Recipe: Smoked beets with grilled steak and a cottage cheese dressing

From Jamie Oliver's Jamie at Home: Cook Your Way to the Good Life, Hyperion, 2009

Serves 2

8 small beets, tops trimmed
Small bunch of fresh rosemary, leaves picked
1 TBSP red wine vinegar
Several glugs of extra virgin olive oil
Sea salt, freshly ground pepper to taste
Small bunch of fresh flat-leaf parsley, leaves picked and roughly chopped
Small bunch of fresh tarragon or basil, leaves picked and roughly chopped
4 four-ounce fillet steaks

For the dressing
4 heaping TBSP cottage cheese
½ lemon (juice and grated zest)
A few glugs of extra virgin olive oil
A few sprigs of fresh thyme, leaves picked

Indoor method
Preheat oven to 400 degrees. Place trimmed beets on a large strip of foil, top with rosemary leaves. Roll up, folding edges and twisting the ends together. Pop it in the oven for 1.5 hours. Unwrap and let the beets cool a bit. Once cool enough to handle, peel and discard skin. Cut into irregular chunks and place in bowl. Top with vinegar and 3 or so TBSPs of extra virgin olive oil, a hearty shake or five of sea salt and pepper and half of the parsley and tarragon or basil. Toss, adjust seasoning to taste.

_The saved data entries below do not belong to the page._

PR #31, opened 2020-11-13
Bug fix + version support

awilliam:
1) Fix an obvious bug where the path we call when a parent device appears only creates the mdev without applying attributes.

2) Add version command support.  The 'tag' make target will now modify the version variable in the mdevctl script, commit the change, and add the matching tag.  This is not too unlike kernel versions, where the Makefile is updated and a tag added to that commit with a matching version.

### DIFF
--- a/Makefile
+++ b/Makefile
@@ -4,8 +4,10 @@ SBINDIR=$(PREFIX)/sbin
 CONFDIR=/etc/mdevctl.d
 MANDIR=$(PREFIX)/share/man
 NAME=mdevctl
-VERSION=0.$(shell git rev-list --count HEAD)
-NVFMT=$(NAME)-$(VERSION)
+MDEVCTL_VER=$(shell ./mdevctl version)
+REVLIST_VER=0.$(shell git rev-list --count HEAD)
+NEXT_VER=0.$(shell echo $$(( $(shell git rev-list --count HEAD) + 1 )) )
+NVFMT=$(NAME)-$(REVLIST_VER)
 
 files: mdevctl 60-mdevctl.rules mdevctl.8 \
 	Makefile COPYING README.md mdevctl.spec.in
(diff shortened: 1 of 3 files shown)


Makefile
```diff
@@ -15,7 +17,7 @@ archive: files mdevctl.spec
 	gzip -f -9 $(NVFMT).tar
 
 mdevctl.spec: tag mdevctl.spec.in files
-	sed -e 's:#VERSION#:$(VERSION):g' < mdevctl.spec.in > mdevctl.spec
+	sed -e 's:#VERSION#:$(shell ./mdevctl version):g' < mdevctl.spec.in > mdevctl.spec
```
cohuck, line 20: Why not MDEVCTL_VER?

Makefile
```diff
@@ -47,4 +49,4 @@ clean:
 	rm -f mdevctl.spec *.src.rpm noarch/*.rpm *.tar.gz
 
 tag:
-	git tag -l $(VERSION) | grep -q $(VERSION) || git tag $(VERSION)
+	[ $(MDEVCTL_VER) == $(REVLIST_VER) ] || (sed -i "s/^version=.*/version=\"$(NEXT_VER)\"/" mdevctl && git add mdevctl && git commit -m "Automatic version commit for tag $(NEXT_VER)" && git tag $(NEXT_VER))
```
cohuck, line 52: Do we want -s with git commit?

(On a related note, do we want to require DCO?)

cohuck (approved):
LGTM.

Makefile
awilliam: Because after the tag target  version with either be MDEVCTL_VER or NEXT_VER depending on whether a new tag was created.

Makefile
awilliam: We don't currently require signed commits or tags, so this seems a bit out of scope for this change.  I always try to use DCO, though I wasn't sure it was really appropriate to insert a sign-off into an automated commit.  I'm not opposed to signing the tag, though I wonder if it's going to get in the way of unofficial builds or needs validation beyond what we have here.

cohuck: I think actually *signing* the tag is a different issue, no?

We may want to think about DCO and friends outside of this pull request; it just came to my mind.

PR #33, opened 2021-05-04
[tests] Add system-level roundtrip test

smitterl:
Add a test script to cover critical scenarios at least once.

The test script requires the mdev test device mtty. This device
was selected because it is available for all kernels. Details
Documentation/driver-api/vfio-mediated-device.rst

However, as the test device doesn't have attributes
'modify' is confirmed to at least try to set the values.

This test script is not thought to be an extensive test suite.
The intention is to rather quickly provide a minimal test suite
to assist code refactor necessary to add unit tests in a future patch.

Signed-off-by: Sebastian Mitterle <smitterl@redhat.com>

### DIFF
--- a/.gitignore
+++ b/.gitignore
@@ -2,3 +2,4 @@ mdevctl.spec
 *.tar.gz
 *.rpm
 */
+!tests/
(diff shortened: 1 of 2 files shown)


cohuck:
Is this still of interest with the rust rewite, or do the tests included there cover this scenario?

smitterl:
Nope, closing :)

Put cottage cheese into a bowl, add lemon juice and zest. Stir in two glugs of olive oil, add the thyme, a generous dash of salt and pepper and fold together so that the lemon and oil appear to marble through the cottage cheese. Taste and adjust seasoning.

Rub some of the dressing on steaks. Throw into pre-heated (medium-high) sauté skillet and cook to your liking. (Mine were nicely browned but on the rare side — I gave them about two minutes a side). Remove from pan and let them rest.

Divide the beets between two plates, top with the steaks, dressing, throw on the extra herbs and dig in.